- Theatrical release poster
- Directed by: B. Reeves Eason
- Written by: Dorrell McGowan; Stuart E. McGowan;
- Starring: Gene Autry; Smiley Burnette; Frances Grant;
- Cinematography: William Nobles
- Edited by: Carl Pierson
- Production company: Republic Pictures
- Distributed by: Republic Pictures
- Release date: March 2, 1936 (U.S.);
- Running time: 59 minutes
- Country: United States
- Language: English

= Red River Valley (1936 film) =

1936 film by B. Reeves Eason

Red River Valley, later retitled Man of the Frontier for American television screening, is a 1936 American Western film directed by B. Reeves Eason and starring Gene Autry, Smiley Burnette, and Frances Grant. Written by Dorrell and Stuart E. McGowan, the film is about a "ditch rider" and his sidekick who set out to find out who has been causing the accidents at a dam construction site.

==Plot==
In Red River Valley, Banker Hartley Moore (Frank LaRue) schemes to sabotage the efforts of citizens to secure water rights in order to win water profits for himself. Following the murder of five men who were overseeing the completion of an irrigation system, Gene Autry (Gene Autry) is hired for the dangerous job of "ditch rider", in charge of patrolling the ditches to prevent malfunction or sabotage.

At the Red River Land and Irrigation Company, Steve Conway (Boothe Howard) works for Mary Baxter (Frances Grant) and her father, George Baxter (Sam Flint). Jealous of Mary's attention towards Gene, Conway joins Moore in his scheming actions and hires Bull Dural and his gang to dynamite the water gates and kill the ditch riders.

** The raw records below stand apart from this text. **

PR #39, opened 2019-11-01
history

jburel:
remove usage of old functions

This should fix some of the history tests

See also https://github.com/ome/openmicroscopy/pull/6160


joshmoore:
Don't see any history failures in merge (222) or py3 (37)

On his first night on the job, Gene and his friend Frog Millhouse (Smiley Burnette) are almost killed. They apprehend Bull's henchmen and turn them over to the sheriff. Conway and Bull then rob the payroll, accuse Gene of the crime, and encourage Baxter's workmen to revolt by destroying the dam. Gene and Frog go after Bull, while Baxter and the railroad conductor hold off the men at the dam until Gene arrives with Bull and the payroll.

Conway and Moore steal the train in a desperate attempt to escape, but they are killed riding into dynamite. Baxter successfully finishes the irrigation, after which, Gene and Mary ride off on their honeymoon.

==Cast==
- Gene Autry as Gene Autry
- Smiley Burnette as Frog Millhouse
- Frances Grant (pseudonym used by Stella McCarron) as Mary Baxter
- Boothe Howard as Steve Conway
- Jack Kennedy as Mike, the Train Engineer
- Champion as Gene's Horse
- Sam Flint as George Baxter
- George Chesebro as Bull Dural, Conway's Henchman
- Charles King as Sam, Bull's Dupe
- Eugene Jackson as Iodine
- Edward Hearn as Sheriff Ed
- Frank LaRue as Banker Hartley Moore
- Ken Cooper as Henchman Long
- Frankie Marvin as Henchman Becker

==Production==

===Stuntwork===
- Ken Cooper
- Tracy Layne
- Jay Wilsey
- Joe Yrigoyen

===Filming locations===
- Laguna Dam, Yuma, Arizona, USA
- Yuma Territorial Prison State Park, 206 N. Fourth Avenue, Yuma, Arizona, USA
- Yuma, Arizona, USA

===Soundtrack===
- "Red River Valley" (Nick Manoloff) by Gene Autry and Smiley Burnette (on guitar) in the saloon
- "Red River Valley" (Nick Manoloff) by Gene Autry, George Chesebro, and men in the saloon
- "Yodeling Cowboy" (Gene Autry) by Gene Autry and Smiley Burnette (on guitar)
- "Instrumental Dance #1" by a band in the saloon, danced by Eugene Jackson
- "Instrumental Dance #2" by a band in the saloon
- "Fetch Me Down My Trusty '45" (Gene Autry, Smiley Burnette) by Smiley Burnette
- "Construction Song (We Love Our Foreman)" by the construction workers
- "Ride of the Valkyrie" (from Die Walküre by Richard Wagner) during the riot at the dam
- "Where a Water Wheel Keeps Turning On" (Oliver Drake, Sam H. Stept) (instrumental)
- "Red River Sweetheart" (Smiley Burnette) (instrumental)
- "Keep Goin' Little Pony" (Smiley Burnette) (instrumental)
- "Rienzi Overture" (Richard Wagner) riot at dam, as train pulls up at lineshack and disgorges the dam's defenders

==Memorable quotes==
- Gene Autry: If you walk out now, you'll ruin the valley. Everybody will lose their homes, farms. You'll get your money! Baxter's arranging for a loan now and he'll be here to tell you himself.